Windows 7 drivers for ASUS P5B-MX/WiFi-AP are unavailable. Do anybody have a solution?

---------- Post added at 03:31 AM ---------- Previous post was at 03:30 AM ----------

At least help me trubleshooting the audio problem.


----------



## DigitalDude (May 11, 2010)

vista drivers should work fine. *www.asus.com/product.aspx?P_ID=UvpEn1FCEgd6fGuI&templete=2

or you can also see this page: (I guess it's temporarily down)
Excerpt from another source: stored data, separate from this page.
PR #86, opened 2023-01-30
[PECO-626] Support OAuth flow for Databricks Azure

jackyhu-db:
## Summary

Support OAuth flow for Databricks Azure

## Background

Some OAuth endpoints (e.g. Open ID Configuration) and scopes are different between Databricks Azure and AWS. Current code only supports OAuth flow on Databricks in AWS

## What changes are proposed in this pull request?

- Change `OAuthManager` to decouple Databricks AWS specific configuration from OAuth flow
- Add `sql/auth/endpoint.py` that implements cloud specific OAuth endpoint configuration
- Change `DatabricksOAuthProvider` to work with the OAuth configurations in different Databricks cloud (AWS, Azure)
- Add the corresponding unit tests


src/databricks/sql/auth/endpoint.py
```diff
@@ -0,0 +1,107 @@
...
+
+
+# Infer cloud type from Databricks SQL instance hostname
+def infer_cloud_from_host(hostname: str) -> Optional[CloudType]:
+    # normalize
+    host = hostname.lower().replace("https://", "").split("/")[0]
+
+    if host.endswith(".azuredatabricks.net"):
+        return CloudType.AZURE
+    elif host.endswith(".gcp.databricks.com"):
```
susodapop, line 34: Should we raise an exception for GCP since that cloud doesn't support OAuth even experimentally at this time?

src/databricks/sql/auth/endpoint.py
```diff
@@ -0,0 +1,107 @@
...
+    elif host.endswith("cloud.databricks.com"):
+        return CloudType.AWS
+    else:
+        return None
+
+
+def get_databricks_oidc_url(hostname: str):
+    maybe_scheme = "https://" if not hostname.startswith("https://") else ""
+    maybe_trailing_slash = "/" if not hostname.endswith("/") else ""
+    return f"{maybe_scheme}{hostname}{maybe_trailing_slash}{OIDC_REDIRECTOR_PATH}"
```
susodapop, line 45: Can we use Python's built-in URL parsing for this? The built-in is called [`urllib.parse`](https://docs.python.org/3/library/urllib.parse.html#module-urllib.parse).

susodapop: Actually it looks like this was moved from the previous implementation so no change is needed here.

src/databricks/sql/auth/endpoint.py
```diff
@@ -0,0 +1,107 @@
...
+        raise NotImplementedError()
+
+    # Endpoint for well-known openid configuration e.g https://idp.example.com/oauth2/.well-known/openid-configuration
+    @abstractmethod
+    def get_openid_config_endpoint(self, hostname: str) -> str:
+        raise NotImplementedError()
+
+
+class OAuthEndpointsAzure(OAuthEndpoints):
+    SCOPE_USER_IMPERSONATION = "2ff814a6-3304-4ab8-85cb-cd0e6f879c1d/user_impersonation"
```
susodapop, line 65: Is this supposed to be hard-coded?

src/databricks/sql/auth/endpoint.py
```diff
@@ -0,0 +1,107 @@
...
+
+    def get_scopes_mapping(self, scopes: List[str]) -> List[str]:
+        # There is no corresponding scopes in Azure, instead, access control will be delegated to Databricks
+        # To support scope in dev, it can also be set in the environment variable DATABRICKS_AZURE_SCOPE
+        azure_scope = (
+            os.getenv("DATABRICKS_AZURE_SCOPE")
+            or OAuthEndpointsAzure.SCOPE_USER_IMPERSONATION
+        )
+        ret_scopes = [azure_scope]
```
susodapop, line 74: What does `ret_scopes` stand for? Clearer naming might help.

src/databricks/sql/auth/endpoint.py
```diff
@@ -0,0 +1,107 @@
...
+        return None
+
+
+def get_databricks_oidc_url(hostname: str):
+    maybe_scheme = "https://" if not hostname.startswith("https://") else ""
+    maybe_trailing_slash = "/" if not hostname.endswith("/") else ""
+    return f"{maybe_scheme}{hostname}{maybe_trailing_slash}{OIDC_REDIRECTOR_PATH}"
+
+
+class OAuthEndpoints(ABC):
```
susodapop, line 48: It's unusual to me to see Python class names expressed as plurals. If this object exposes a collection then that should be demonstrated by the name. Something like `OAuthEndpointCollection` or `OAuthEndpoingList` (note that both are singular).

src/databricks/sql/auth/endpoint.py
```diff
@@ -0,0 +1,107 @@
...
+    def get_authorization_endpoint(self, hostname: str) -> str:
+        raise NotImplementedError()
+
+    # Endpoint for well-known openid configuration e.g https://idp.example.com/oauth2/.well-known/openid-configuration
+    @abstractmethod
+    def get_openid_config_endpoint(self, hostname: str) -> str:
+        raise NotImplementedError()
+
+
+class OAuthEndpointsAzure(OAuthEndpoints):
```
susodapop, line 64: Likewise for class naming convention: I would name this something like `AzureOAuthEndpointCollection` so that the attribute which makes it unique `Azure` appears early in the name rather than later.

src/databricks/sql/auth/endpoint.py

*vip.asus.com/forum/view.aspx?id=20...del=P5B+Deluxe/WiFi-AP&page=1&SLanguage=en-us


_


----------



## alivelove2003 (May 17, 2010)

Thank you sir, i tried vista drivers on the asus download page, but failed.
But now the hiker's list has opened a new option for me, i will try it for sure.


----------



## asingh (May 17, 2010)

alivelove2003 said:


> Windows 7 drivers for ASUS P5B-MX/WiFi-AP are unavailable. Do anybody have a solution?
> 
> ---------- Post added at 03:31 AM ---------- Previous post was at 03:30 AM ----------
> 
> At least help me trubleshooting the audio problem.



What exact drivers you looking for. What type of audio device..?


----------